1992年5月4日(月曜)多笑、悪童に出会う。
「兄ちゃん、わしの奢りや、飲んでくれ」「なんでも食いたいもん言うてや、すんません、モダン焼き3つ、兄ちゃんらに」「灘の地酒、兄ちゃんらに」
競うように皆が暴馬達に奢りたがった。
弥太郎と陽介は上機嫌で灘の地酒『瑞祥白鹿』を口に運んでいる。ガキのクセにかなりいける口のようだ。
「ウマちゃん、無理しなや」
陽介が言った。
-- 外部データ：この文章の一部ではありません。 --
PR #633, opened 2019-01-22
TSK-770 Refactor hateoas generation adding spring JAspect support

MiguelMartinRojas:
- Refactored HATEOAS resource generation
- Unify Resources naming/creation/structure...
- Unify Assemblers creation extending ResourceAssemberSupport
- Add JAspect for pagination links and information generation
- Remove assemblers for list.
- Created PageLink annotation
- Avoid BeanUtils.copyProperties usage since it is using reflection and is low performance
- Encapsulate resources implementation into their classes instead of assemblers 
- Use Spring dependency injection properly for assemblers in controllers.


mustaphazorgati:
You probably squashed by accident the travis commit where it updates the poms with your commit. Please remote those changes to the version and rename your commit message.

PR #636, opened 2019-01-28
Task/685/692 Added DailyEntryExitReport grouped by org level. Backend only (1/2)

mustaphazorgati:


lib/taskana-core/src/main/java/pro/taskana/impl/DailyEntryExitReportBuilderImpl.java
```diff
@@ -0,0 +1,95 @@
...
+    @Override
+    protected DailyEntryExitReport.Builder _this() {
+        return this;
+    }
+
+    // since this method is not documented I have no idea what the proper groupedBy should be,
+    // thus this method is not supported on this builder.
+    @Override
+    public List<String> listTaskIdsForSelectedItems(List<SelectedItem> selectedItems) {
+        throw new UnsupportedOperationException("");
```
mustaphazorgati: Find out what this does.

lib/taskana-core/src/main/java/pro/taskana/impl/TimeIntervalReportBuilderImpl.java
```diff
@@ -64,25 +68,25 @@ public B inWorkingDays() {
 
     @Override
     public B workbasketIdIn(List<String> workbasketIds) {
-        this.workbasketIds = workbasketIds;
+        this.workbasketIds = new ArrayList<>(workbasketIds);
```
mustaphazorgati: have a look into Collections.unmodifiableList()

lib/taskana-core/src/test/java/pro/taskana/impl/ClassificationServiceImplTest.java
```diff
@@ -45,24 +44,22 @@
 @RunWith(MockitoJUnitRunner.class)
 public class ClassificationServiceImplTest {
 
-    private final String todaysDate = LocalDate.now().toString().substring(0, 10);
+    // This is important. Since ClassificationService.createClassification() uses an Instant for the time
+    // and thus the UTC time zone. e.g. LocalDate uses the system timezone. This may lead to issues when the day differs
+    // between those timezones.
+    private final String todaysDate = Instant.now().toString().substring(0, 10);
```
mustaphazorgati: Don't use string to compare Dates.

lib/taskana-core/src/main/java/pro/taskana/impl/TimeIntervalReportBuilderImpl.java
mustaphazorgati: Collections.unmodifiableList() makes the current reference unmodifiable, but the given list can still be modified.

PR #637, opened 2019-01-28
TSK-774: set Flags for listValues()

BVier:
Removed callback_info and custom_attributes because DB2 can't ORDER BY an CLOB value and they aren't necessary.


lib/taskana-core/src/main/java/pro/taskana/mappings/QueryMapper.java
```diff
@@ -672,8 +672,8 @@
         + "group by WORKBASKET_ID ) AS f where max_read = 1 ) "
         + "</if> "
         + "<if test='taskIds != null'>AND t.ID IN(<foreach item='item' collection='taskIds' separator=',' >#{item}</foreach>)</if> "
-        + "<if test='externalIdIn != null'>AND a.EXTERNAL_ID IN(<foreach item='item' collection='externalIdIn' separator=',' >#{item}</foreach>)</if> "
-        + "<if test='externalIdLike != null'>AND (<foreach item='item' collection='externalIdLike' separator=' OR '>UPPER(a.EXTERNAL_ID) LIKE #{item}</foreach>)</if> "
+        + "<if test='externalIdIn != null'>AND t.EXTERNAL_ID IN(<foreach item='item' collection='externalIdIn' separator=',' >#{item}</foreach>)</if> "
```
BVier: Changed this because attachment doesn't have such an attribute. So it's probably a typo.
In my opinion it wouldn't make sense to do an own pull request for this.

lib/taskana-core/src/main/java/pro/taskana/impl/TaskQueryImpl.java
```diff
@@ -1014,14 +1014,16 @@ private void setupAccessIds() {
...
             checkOpenAndReadPermissionForSpecifiedWorkbaskets();
             setupAccessIds();
+
             if (columnName.equals(TaskQueryColumnName.CLASSIFICATION_NAME)) {
                 joinWithClassifications = true;
-                addClassificationNameToSelectClauseForOrdering = true;
             }
-            if (columnName.equals(TaskQueryColumnName.A_CLASSIFICATION_NAME)) {
-                joinWithAttachments = true;
+            List<TaskQueryColumnName> attachmentColumns = Arrays.asList(
```
TitusLabs: I would prefer it to select them by convention like all columns starting with A_
You will not adapt this while adding a new column to the enum.
furthermore this is a static value which could be extracted. I would actually include it in the enum class itself.

BVier: Good point!
Also didn't liked my solution at this point, but I wasn't aware that I could add such a function to a Enum class.
Thanks for reporting!

BerndBreier:
This pull request is replaced by PR "B vier tsk 772 lazy #641" which fixes problems detected during travis build / test of this PR.

PR #639, opened 2019-01-30
TSK-778 - Check if exist the history_event's table before running the script

ignaciorecuerda:


rest/taskana-rest-spring-example/src/main/resources/sql/sample-data/check-history-event-exist.sql
```diff
@@ -0,0 +1,3 @@
+SET SCHEMA TASKANA;
```
MiguelMartinRojas: TASKANA should be variable.

rest/taskana-rest-spring-example/src/main/java/pro/taskana/sampledata/SampleDataGenerator.java
```diff
@@ -110,12 +113,26 @@ public void generateSampleData(String schemaName) {
         }
 
         runner.setStopOnError(true);
+
+        String[] script = {WORKBASKET, DISTRIBUTION_TARGETS, CLASSIFICATION, TASK, ATTACHMENT, WORKBASKET_ACCESS_LIST,
```
MiguelMartinRojas: Move this logic into a function like getScriptsList

rest/taskana-rest-spring-example/src/main/resources/sql/sample-data/check-history-event-exist.sql
ignaciorecuerda: In this case, this property is unnecessary.
Removed!

MiguelMartinRojas: no, it should be variable, not removed. find schemaName into the taskana-core

PR #648, opened 2019-02-18
TSK-799 - Refactor REST documentation

ignaciorecuerda:
- Create a new module which contains all documentation test and then, the documentation is copied to taskana-rest-spring-example and taskana-rest-spring-wildfly-example-
- Fix the history documentation (the links was wrong)


MiguelMartinRojas:
- Remove applicaiton.properties from taskana-history-rest-spring/test/resources.
- Do you need taskana-history-rest-spring/main/resources/ folder and it's content?
- Review dependecies from taskana-history-rest-spring/pom.xml
- taskana-rest-documentation doesn't look like an extandar spring boot module 
- Review taskana-rest-documentation resources of test and java/rest are all of them needed?
- Can be shared copy-documentation-to-taskana-rest-spring-example in taskana-rest-documentation pom.xml? you are duplicating this execution
- Move favicon.ico from taskana-rest-spring-example-resources/static/img to rest-spring-setup

ignaciorecuerda:
- The module taskana-history-rest-spring was removed
- Removed the unnecessary resources in both test and java part
- we need two execution in taskana-rest-documentation pom.xml file because in the same execution, it can't copy the resource to two different locations
- favicon.ico was removed. Now it used logo.png which is also used in the frontend part

PR #659, opened 2019-03-07
task/819 Split travis into 6 jobs with a more understandable name

MiguelMartinRojas:


ci/test.sh
```diff
@@ -26,13 +31,17 @@ function main {
   [[ $# -eq 0 || "$1" == '-h' || "$1" == '--help' ]] && helpAndExit 0
```
mustaphazorgati: please check if there exist 2 parameters.

ci/test.sh
```diff
@@ -15,6 +15,11 @@ set -e # fail fast
 #H   - DB2_10_5
 #H   - DB2_11_1
 #H   - POSTGRES_10_4
+#H project:
```
mustaphazorgati: please update in usage aswell (line 9)

ci/test.sh
```diff
@@ -26,13 +31,17 @@ function main {
   [[ $# -eq 0 || "$1" == '-h' || "$1" == '--help' ]] && helpAndExit 0
   REL=`dirname "$0"`
   eval "$REL/prepare_db.sh '$1'"
-  if [[ "$1" == "H2" ]]; then
-    (cd $REL/../web && npm run test)
-    mvn clean verify -q -f $REL/../lib/ -B
-    mvn clean install -q -f $REL/../rest/ -B -P history.plugin
-  elif [[ "$1" == "POSTGRES_10_4" ]]; then
+  if [[ "$1" == "H2" && "$2" == "LIB" ]]; then
+    mvn clean install -q -f $REL/../lib/ -B
```
mustaphazorgati: is there a reason why we install the artifacts again?

ci/test.sh
```diff
@@ -26,13 +31,17 @@ function main {
...
+  elif [[ "$1" == "H2" && "$2" == "REST" ]]; then
+   (cd $REL/../web && npm run test)
+    mvn clean install -q -f $REL/../rest/ -B
```
mustaphazorgati: please add a comment explaining we need to package rest again because our rest documentation is build when running tests

mustaphazorgati:
While you already at it: -DskipTests=true can be reduced to -DskipTests. Same applies for -Dmaven.javadoc.skip

ci/test.sh
MiguelMartinRojas: We are not checking the number of parameter in any of the other files. Do you still want to check the number of parameters for all the scripts files?

ci/test.sh
MiguelMartinRojas: We have to do a complete installation with tests in this stage, the main stage is H2 && REST.
We can skip javadoc in this installation too(I will add it).

ci/test.sh
mustaphazorgati: Just checked your point. True that. Not necessary

PR #665, opened 2019-03-11
task/828: Unify and reduce the response and logger code in the controllers

ignaciorecuerda:


rest/taskana-rest-spring/src/main/java/pro/taskana/rest/ClassificationDefinitionController.java
```diff
@@ -78,11 +78,12 @@
             export.add(classificationResourceAssembler.toDefinition(classification));
         }
```
MiguelMartinRojas: Can you review this file, there are some typos mapChildsToParentKeys Childs doesn´t exists in english.
Also you can remove JsonParseException, JsonMappingException  exceptions from extractClassificationResourcesFromFile method, IOException is shallowing them.

ignaciorecuerda: I reviewed the class and changing the name of some properties. Also, I removed JsonParseException and JsonMappingException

暴馬は揺れながら、瑞祥白鹿が入ったコップを口元に運んでいる。
「ら、らい、大、大丈夫や」
暴馬は瑞祥白鹿を舐めただけで青い坊主頭が真っ赤に染まり、呂律が怪しくなっている。
「せっ、せっかく、みんなが奢ってくれてはんねやから、飲まな、わる、悪い、わ」
「ホンマ、信じられんよな」
弥太郎がマルボロの煙を吐きながら、呟く。
「えぐいくらい喧嘩強いウマちゃんがアルコールとニコチンはからきしあかんねんから、わからんもんや」
「しかも、家、酒屋やのに」
陽介が笑って、言った。
「あ、あほ」暴馬の揺れが激しくなり、壁に頭を打ちつけた。壁が凹んだ。ある意味、多笑にとって、その夜一番のビックリ箱だった。